→ Directions: Nothing is to be left out; print all the entries exactly.

[Start of section]

PR #1333, opened 2017-11-07
deltas: Don't try to rollsum/bsdiff .xz files

cgwalters:
Fedora switched to 'xz' compress kernel modules, and recently
[RHEL7 did too](https://bugzilla.redhat.com/show_bug.cgi?id=1367496).
This compression defeats bsdiff.

While we have a "rollsum-able" test, we don't have a "bsdiff-able" test as it'd
be very expensive (we'd have to bsdiff, then apply it and compare the result).

Let's do the tactical quick fix here and just not try to delta files ending in
`.xz.`. This avoids us using bsdiff pointlessly for over 4000 files, which is
quite a notable speed increase for generating deltas.

### DIFF
--- a/src/libostree/ostree-repo-static-delta-compilation-analysis.c
+++ b/src/libostree/ostree-repo-static-delta-compilation-analysis.c
@@ -232,8 +232,15 @@ sizename_is_delta_candidate (OstreeDeltaContentSizeNames *sizename)
        * but it's not clear to me that's a major win; we'd still need to
        * maintain a list of compression formats, and this doesn't require
        * allocation.
+       * NB: We explicitly don't have .gz here in case someone might be
+       * using --rsyncable for that.
        */
-      if (g_str_has_suffix (name, ".xz"))
+      const char *dot = g_strrchr (name, '.');
+      if (!dot)
+        continue;
+      const char *extension = dot+1;
+      /* Don't add .gz here, see above */
+      if (g_str_equal (extension, "xz") || g_str_equal (extension, "bz2"))
         return FALSE;
     }
 
@@ -301,7 +308,6 @@ _ostree_delta_compute_similar_objects (OstreeRepo                 *repo,
       const guint64 max_threshold = to_sizenames->size *
         (1.0+similarity_percent_threshold/100.0);
 
-      /* Don't build candidates for the empty object */
       if (!sizename_is_delta_candidate (to_sizenames))
         continue;
 
--- a/src/libostree/ostree-repo-static-delta-compilation-analysis.c
+++ b/src/libostree/ostree-repo-static-delta-compilation-analysis.c
@@ -217,6 +217,30 @@ string_array_nonempty_intersection (GPtrArray    *a,
   return FALSE;
 }
 
+static gboolean
+sizename_is_delta_candidate (OstreeDeltaContentSizeNames *sizename)
+{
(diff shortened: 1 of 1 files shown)


src/libostree/ostree-repo-static-delta-compilation-analysis.c
```diff
@@ -278,20 +302,16 @@ _ostree_delta_compute_similar_objects (OstreeRepo                 *repo,
         (1.0+similarity_percent_threshold/100.0);
 
       /* Don't build candidates for the empty object */
```
jlebon: Nit: repeated comment.

src/libostree/ostree-repo-static-delta-compilation-analysis.c
```diff
@@ -217,6 +217,30 @@ string_array_nonempty_intersection (GPtrArray    *a,
...
+  /* Look for known non-delta-able files (currently just compression like xz) */
+  for (guint i = 0; i < sizename->basenames->len; i++)
+    {
+      const char *name = sizename->basenames->pdata[i];
+      /* We could replace this down the line with g_content_type_guess() or so,
+       * but it's not clear to me that's a major win; we'd still need to
+       * maintain a list of compression formats, and this doesn't require
+       * allocation.
+       */
+      if (g_str_has_suffix (name, ".xz"))
```
jlebon: While we're here, let's also catch e.g. `.gz` and `.bzip2` ?

cgwalters: `.gz` files can be built with `--rsyncable` which is explicitly designed to be friendly to the rsync-style rollsum algorithm we have.  I don't offhand know if many of them are - we do it for the initramfs which is a key target, but it also doesn't end in `.gz` as a filename. 

It looks like there are *vast* number of these files in atomicws mostly due to man pages, CUPS drivers, Emacs Lisp, and console fonts.  Of those, the only one in Atomic Host is console fonts which rev very infrequently.

Hmm.  Dunno.  I think the problem here is it probably doesn't make sense to try hard to delta most of those, but I'm worried about people who might be using `--rsyncable`.

As far as `.bz2`...there aren't many, I have a grand total of 7 hits in atomicws:

```
find /usr/ -name '*.bz2'
/usr/share/doc/dejavu-fonts-common/status.txt.bz2
/usr/share/doc/guile/NEWS.bz2
/usr/share/doc/libgomp/ChangeLog.bz2
/usr/share/doc/libgomp/ChangeLog.graphite.bz2
/usr/share/doc/ncurses/NEWS.bz2
/usr/share/doc/zfs-fuse/contrib/initrd-for-zfs-fuse-on-root.tar.bz2
/usr/share/selinux/packages/container.pp.bz2
```

All in `/usr/share/doc` except the selinux one.   Yeah, guess we might as well ignore that.

jlebon: > Hmm. Dunno. I think the problem here is it probably doesn't make sense to try hard to delta most of those, but I'm worried about people who might be using `--rsyncable`.

Oh right, we don't want to mess that up. Would be interesting to see if we could find a sweet spot by applying a cut-off file size. Anyway, not worth thinking much more about this for now!

jlebon:
@rh-atomic-bot r+ e276103

PR #1336, opened 2017-11-09
bin/summary: Fix --raw option

dbnicholson:
I wanted to inspect a summary file the other day and was saddened to
find it was broken:

$ ostree summary --raw
error: No option specified; use -u to update summary

CC @pwithnall

### DIFF
--- a/src/ostree/ot-builtin-summary.c
+++ b/src/ostree/ot-builtin-summary.c
@@ -210,7 +210,7 @@ ostree_builtin_summary (int argc, char **argv, OstreeCommandInvocation *invocati
             return FALSE;
         }
     }
-  else if (opt_view)
+  else if (opt_view || opt_raw)
     {
       g_autoptr(GBytes) summary_data = NULL;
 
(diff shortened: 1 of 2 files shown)


pwithnall:
This could do with a test case to make sure it doesn’t break again.

dbnicholson:
There was a test case, but it was using `--view --raw`. Changed that back to just `--raw` since that's (IMO) more normal and was the interface that was in place before.

cgwalters:
Hm...I'm not sure I'd say it's "broken"; having `--raw` conceptually be a modifier for `--view` seems intentional, though of course this type of thing probably wants subcommands like `ostree summary update` and `ostree summary view --raw`.

That said I'm fine with this.

@rh-atomic-bot r+ 4bec1bc

dbnicholson:
Right, not "broken", but `ostree summary --raw` was the command that had been in place before. Once I saw that test I thought maybe that was intentional, but IMO it makes more sense as a standalone option.

PR #1337, opened 2017-11-09
More experimental bindings

dbnicholson:
This makes `OstreeRemote` and `OstreeCollectionRef` to be actually usable from bindings.

CC @pwithnall


pwithnall:
@rh-atomic-bot r+ 039215859404ea2963e106a876243fdc16f98b27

[End of section]

→ Answer to the problem:
PR #1333, opened 2017-11-07
deltas: Don't try to rollsum/bsdiff .xz files

cgwalters:
Fedora switched to 'xz' compress kernel modules, and recently
[RHEL7 did too](https://bugzilla.redhat.com/show_bug.cgi?id=1367496).
This compression defeats bsdiff.

While we have a "rollsum-able" test, we don't have a "bsdiff-able" test as it'd
be very expensive (we'd have to bsdiff, then apply it and compare the result).

Let's do the tactical quick fix here and just not try to delta files ending in
`.xz.`. This avoids us using bsdiff pointlessly for over 4000 files, which is
quite a notable speed increase for generating deltas.

### DIFF
--- a/src/libostree/ostree-repo-static-delta-compilation-analysis.c
+++ b/src/libostree/ostree-repo-static-delta-compilation-analysis.c
@@ -232,8 +232,15 @@ sizename_is_delta_candidate (OstreeDeltaContentSizeNames *sizename)
        * but it's not clear to me that's a major win; we'd still need to
        * maintain a list of compression formats, and this doesn't require
        * allocation.
+       * NB: We explicitly don't have .gz here in case someone might be
+       * using --rsyncable for that.
        */
-      if (g_str_has_suffix (name, ".xz"))
+      const char *dot = g_strrchr (name, '.');
+      if (!dot)
+        continue;
+      const char *extension = dot+1;
+      /* Don't add .gz here, see above */
+      if (g_str_equal (extension, "xz") || g_str_equal (extension, "bz2"))
         return FALSE;
     }
 
@@ -301,7 +308,6 @@ _ostree_delta_compute_similar_objects (OstreeRepo                 *repo,
       const guint64 max_threshold = to_sizenames->size *
         (1.0+similarity_percent_threshold/100.0);
 
-      /* Don't build candidates for the empty object */
       if (!sizename_is_delta_candidate (to_sizenames))
         continue;
 
--- a/src/libostree/ostree-repo-static-delta-compilation-analysis.c
+++ b/src/libostree/ostree-repo-static-delta-compilation-analysis.c
@@ -217,6 +217,30 @@ string_array_nonempty_intersection (GPtrArray    *a,
   return FALSE;
 }
 
+static gboolean
+sizename_is_delta_candidate (OstreeDeltaContentSizeNames *sizename)
+{
(diff shortened: 1 of 1 files shown)


src/libostree/ostree-repo-static-delta-compilation-analysis.c
```diff
@@ -278,20 +302,16 @@ _ostree_delta_compute_similar_objects (OstreeRepo                 *repo,
         (1.0+similarity_percent_threshold/100.0);
 
       /* Don't build candidates for the empty object */
```
jlebon: Nit: repeated comment.

src/libostree/ostree-repo-static-delta-compilation-analysis.c
```diff
@@ -217,6 +217,30 @@ string_array_nonempty_intersection (GPtrArray    *a,
...
+  /* Look for known non-delta-able files (currently just compression like xz) */
+  for (guint i = 0; i < sizename->basenames->len; i++)
+    {
+      const char *name = sizename->basenames->pdata[i];
+      /* We could replace this down the line with g_content_type_guess() or so,
+       * but it's not clear to me that's a major win; we'd still need to
+       * maintain a list of compression formats, and this doesn't require
+       * allocation.
+       */
+      if (g_str_has_suffix (name, ".xz"))
```
jlebon: While we're here, let's also catch e.g. `.gz` and `.bzip2` ?

cgwalters: `.gz` files can be built with `--rsyncable` which is explicitly designed to be friendly to the rsync-style rollsum algorithm we have.  I don't offhand know if many of them are - we do it for the initramfs which is a key target, but it also doesn't end in `.gz` as a filename. 

It looks like there are *vast* number of these files in atomicws mostly due to man pages, CUPS drivers, Emacs Lisp, and console fonts.  Of those, the only one in Atomic Host is console fonts which rev very infrequently.

Hmm.  Dunno.  I think the problem here is it probably doesn't make sense to try hard to delta most of those, but I'm worried about people who might be using `--rsyncable`.

As far as `.bz2`...there aren't many, I have a grand total of 7 hits in atomicws:

```
find /usr/ -name '*.bz2'
/usr/share/doc/dejavu-fonts-common/status.txt.bz2
/usr/share/doc/guile/NEWS.bz2
/usr/share/doc/libgomp/ChangeLog.bz2
/usr/share/doc/libgomp/ChangeLog.graphite.bz2
/usr/share/doc/ncurses/NEWS.bz2
/usr/share/doc/zfs-fuse/contrib/initrd-for-zfs-fuse-on-root.tar.bz2
/usr/share/selinux/packages/container.pp.bz2
```

All in `/usr/share/doc` except the selinux one.   Yeah, guess we might as well ignore that.

jlebon: > Hmm. Dunno. I think the problem here is it probably doesn't make sense to try hard to delta most of those, but I'm worried about people who might be using `--rsyncable`.

Oh right, we don't want to mess that up. Would be interesting to see if we could find a sweet spot by applying a cut-off file size. Anyway, not worth thinking much more about this for now!

jlebon:
@rh-atomic-bot r+ e276103

PR #1336, opened 2017-11-09
bin/summary: Fix --raw option

dbnicholson:
I wanted to inspect a summary file the other day and was saddened to
find it was broken:

$ ostree summary --raw
error: No option specified; use -u to update summary

CC @pwithnall

### DIFF
--- a/src/ostree/ot-builtin-summary.c
+++ b/src/ostree/ot-builtin-summary.c
@@ -210,7 +210,7 @@ ostree_builtin_summary (int argc, char **argv, OstreeCommandInvocation *invocati
             return FALSE;
         }
     }
-  else if (opt_view)
+  else if (opt_view || opt_raw)
     {
       g_autoptr(GBytes) summary_data = NULL;
 
(diff shortened: 1 of 2 files shown)


pwithnall:
This could do with a test case to make sure it doesn’t break again.

dbnicholson:
There was a test case, but it was using `--view --raw`. Changed that back to just `--raw` since that's (IMO) more normal and was the interface that was in place before.

cgwalters:
Hm...I'm not sure I'd say it's "broken"; having `--raw` conceptually be a modifier for `--view` seems intentional, though of course this type of thing probably wants subcommands like `ostree summary update` and `ostree summary view --raw`.

That said I'm fine with this.

@rh-atomic-bot r+ 4bec1bc

dbnicholson:
Right, not "broken", but `ostree summary --raw` was the command that had been in place before. Once I saw that test I thought maybe that was intentional, but IMO it makes more sense as a standalone option.

PR #1337, opened 2017-11-09
More experimental bindings

dbnicholson:
This makes `OstreeRemote` and `OstreeCollectionRef` to be actually usable from bindings.

CC @pwithnall


pwithnall:
@rh-atomic-bot r+ 039215859404ea2963e106a876243fdc16f98b27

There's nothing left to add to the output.